Now, don't get me wrong. This is a great movie. It emphasised all the different things I always think about. The meaningless of life, and its immense hardships being the main one. But when I tell people I'm a nihilist, and that life's hard for no reason. I'm seen as edgy, and pretentious. But when Charlie Kaufman does it. He's seen as a genius? Is it just because I'm not a Hollywood writer?
>My opinions on life are the EXACT SAME as Charlie Kaufman's. The exact same.
Yes, but Kaufman didn't just blather out his opinions, he crafted them into a fantastic work of art. If you make a great work of art, people will care about your stupid opinions.
My smile is stuck, I cannot go back to your frownland.
One of the many differences between Charlie Kaufman and you is that Charlie Kaufman doesn't hate humanity. He likes to explore our insecurities and our wants and desires. You just blatantly said you hate humanity.
It's a question of what you do with that opinion. If Anomalisa was Kauffman on screen saying that life is meaningless and it's all for *beep* then it would be tiresome, but by conveying that through art, it becomes meaningful.
"Why would you want to prove that all is for nothing?!"
Hey, I related to the ideas and emotions in this movie too. But the point isn't to confirm or justify your feelings of anxiety and alienation. It wants to illustrate that when we focus on such feelings, when we believe that we're not enough, the world will inevitably reflect that back to us. The problem is the lens through which we're perceiving the world, not the world itself. This idea is expressed quite clearly (I think anyway) in the closing images, when Lisa is driving with her friend in the car as she writes a letter to Michael. Her friend's face is animated in a completely new and human way, illustrating that a person whose heart is more open to connecting with the world (at least on some levels) is able to see the uniqueness and beauty that others will remain blind to. The majority of the film is a reflection of Michael's self-enforced blindness, if you will!

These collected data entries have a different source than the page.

PR #4190, opened 2016-02-21
[ticket/14437] Correctly assume index from attachment display order

marc1706:
Ticket: https://tracker.phpbb.com/browse/PHPBB3-14437

### DIFF
--- a/phpBB/includes/functions_content.php
+++ b/phpBB/includes/functions_content.php
@@ -974,6 +974,9 @@ function parse_attachments($forum_id, &$message, &$attachments, &$update_count, 
 		unset($new_attachment_data);
 	}
 
+	// Make sure attachments are properly ordered
+	ksort($attachments);
+
 	foreach ($attachments as $attachment)
 	{
 		if (!sizeof($attachment))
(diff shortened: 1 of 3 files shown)


phpBB/includes/functions_content.php
```diff
@@ -1248,6 +1236,18 @@ function parse_attachments($forum_id, &$message, &$attachments, &$update_count,
 
 	$unset_tpl = array_unique($unset_tpl);
 
+	// Sort correctly
+	if ($config['display_order'])
+	{
+		// Ascending sort
```
rxu: Descending sort

phpBB/includes/functions_content.php
```diff
@@ -1248,6 +1236,18 @@ function parse_attachments($forum_id, &$message, &$attachments, &$update_count,
...
+		krsort($attachments);
+	}
+	else
+	{
+		// Descending sort
+		ksort($attachments);
```
rxu: Ascending sort

phpBB/includes/functions_content.php
marc1706: This is the same as under the acp settings for the display order. Why do you think it should be the other way round?

rxu: Dunno, but isn't it what ```krsort``` does?

rxu: ok, probably despite it's descending technically, it's acsending in respect of the attachments order.

marc1706: Yeah, the idea behind this might probably be somewhat confusing. ;)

But how do you get out of this depression?! The movie gives no answers. It just tells you how it is, and that's it. Are some people just destined to be miserable their whole life? I work in customer service, and I feel the exact same depression.

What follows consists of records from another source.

PR #4192, opened 2016-02-25
[ticket/14496] Cache last update of update list instead of using filemtime

marc1706:
Ticket: https://tracker.phpbb.com/browse/PHPBB3-14496


Elsensee:
This creates an extra file just for the time. I would rather not do that and just call it `update_list_time` so it gets into the global cache. Or is the global one non existent in the installer?

marc1706:
Yes, should definitely go into the global cache file.

marc1706:
@Elsensee turns out that the global cache does not work as expected in the installer. Went back to using the underscore prefix.

Elsensee:
Oh. Then maybe we can write it to installer_config instead?

marc1706:
As this is for 3.1.x, there is not installer config.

Firstly, most depression is the result of stupidly simple things such as failing to drink enough water or eat enough alkaline foods; or not getting enough daylight and exercise. On top of that, most of us are consuming a fackload of sugar, alcohol, tobacco and all sorts of rubbish that send our bodies and minds into decline. Beyond that, we're mostly dealing with beliefs and habits ingrained in our subconscious mind. Read articles online about reprogramming negative beliefs and effectively creating new habits. Keep an open mind, invite in some things you may ordinarily define as silly. They may help you out. So before we complain in any major way, we need to address these things, or at least take responsibility for them. We are all human beings capable of immense things, happiness included.
I work out loads, and I'm still depressed. I can't even find joy in women, and sex anyone. I see life as meaningless. I don't see the point. I can't act anymore just to try and be happy in a pointless world.

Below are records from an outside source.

PR #4194, opened 2016-02-25
[ticket/14499] Add command to update the board from CLI

Nicofuma:
https://tracker.phpbb.com/browse/PHPBB3-14499

PHPBB3-14499

### DIFF
--- a/phpBB/docs/update-config.sample.yml
+++ b/phpBB/docs/update-config.sample.yml
@@ -1,2 +1,2 @@
-udater:
+updater:
     type: all
--- a/phpBB/docs/update-config.sample.yml
+++ b/phpBB/docs/update-config.sample.yml
@@ -1,2 +1,2 @@
 udater:
-    type: db_only 
+    type: all
--- a/phpBB/docs/update-config.sample.yml
+++ b/phpBB/docs/update-config.sample.yml
@@ -1,0 +1,2 @@
+udater:
+    type: db_only 
--- a/phpBB/phpbb/install/console/command/update/update.php
+++ b/phpBB/phpbb/install/console/command/update/update.php
@@ -87,7 +87,7 @@ class update extends \phpbb\console\command\command
 	/**
 	 * Executes the command update.
 	 *
-	 * Install the board
+	 * Update the board
 	 *
 	 * @param InputInterface  $input  An InputInterface instance
 	 * @param OutputInterface $output An OutputInterface instance
--- a/phpBB/phpbb/install/console/command/update/update.php
+++ b/phpBB/phpbb/install/console/command/update/update.php
@@ -11,14 +11,14 @@
 *
 */
 
-namespace phpbb\install\console\command\install;
+namespace phpbb\install\console\command\update;
 
 use phpbb\install\exception\installer_exception;
 use phpbb\install\helper\install_helper;
 use phpbb\install\helper\iohandler\cli_iohandler;
 use phpbb\install\helper\iohandler\factory;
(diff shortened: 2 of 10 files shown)


phpBB/phpbb/install/console/command/update/update.php
```diff
@@ -0,0 +1,176 @@
...
+				InputArgument::REQUIRED,
+				$this->language->lang('CLI_CONFIG_FILE'))
+			->setDescription($this->language->lang('CLI_UPDATE_BOARD'))
+		;
+	}
+
+	/**
+	 * Executes the command update.
+	 *
+	 * Install the board
```
marc1706: Update ;)

phpBB/phpbb/install/console/command/update/update.php
```diff
@@ -0,0 +1,176 @@
...
+	 *
+	 * @param cli_iohandler $iohandler
+	 * @param array $config
+	 */
+	private function register_configuration(cli_iohandler $iohandler, $config)
+	{
+		$iohandler->set_input('update_type', $config['type']);
+		$iohandler->set_input('submit_update', 'submit');
+
+		$iohandler->set_input('method', '.tar');
```
marc1706: Why do you default to .tar. Shouldn't we use .zip for better cross-platform compatibility?

marc1706:
Haven't tested the update yet but the rest looks good.

phpBB/phpbb/install/console/command/update/update.php
Nicofuma: it's just to have something valid (tar is always available). But it will not be used: we are in CLI, you can't have a link to DL the archive. Reminds me I still need to check what will happen in this case

marc1706:
Checking the updater config with ```update:config:validate``` I get:
```
 [OK] CONFIGURATION_VALID
```
The config show does work fine. Instead of the default sample file, I decided to try to run the full update via cli (type: all). This only shows me this though:
```
php install/phpbbcli.php update docs/update-config.sample.yml 
       0/0   ░░░░░░░░░░░░░░░░░░░░░░░░░░░░░░░░░░░░░░░░░░░░░░░░░░░░░░░░░░░░    0%
             
     87/87  ▓▓▓▓▓▓▓▓▓▓▓▓▓▓▓▓▓▓▓▓▓▓▓▓▓▓▓▓▓▓▓▓▓▓▓▓▓▓▓▓▓▓▓▓▓▓▓▓▓▓▓▓▓▓▓▓▓▓▓▓  100%
             Check files to update                                            
                                                                              
                                                                                
 [ERROR] Config file is missing data or might contain invalid settings.         
                                                                                

     87/87  ▓▓▓▓▓▓▓▓▓▓▓▓▓▓▓▓▓▓▓▓▓▓▓▓▓▓▓▓▓▓▓▓▓▓▓▓▓▓▓▓▓▓▓▓▓▓▓▓▓▓▓▓▓▓▓▓▓▓▓▓  100%
             Check files to update                                            

```

marc1706:
Yes, works fine now.

phpBB/docs/update-config.sample.yml
```diff
@@ -0,0 +1,2 @@
+udater:
```
marc1706: udater? Did you mean update or updater?

phpBB/phpbb/install/console/command/update/update.php
marc1706: Bump, please change this, too.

There is not a lot to be happy about lately. I don't have any real answers, this is something I struggle with, myself. I don't believe happiness is a natural state for us, not to the degree that we want it anyway. The chances are that happiness is fleeting and trivial.. found in the smallest and most insignificant of details, for the smallest and most insignificant amount of time. Trying to be happy is not as important as trying things that might make you happy. I imagine that the pleasure centres get fatigued with repeated stimulation of the same type. Trying as much as possible gives you the best chances of finding small amounts of happiness here and there. Obviously this is not something a person with untreated depression, feels like doing, though.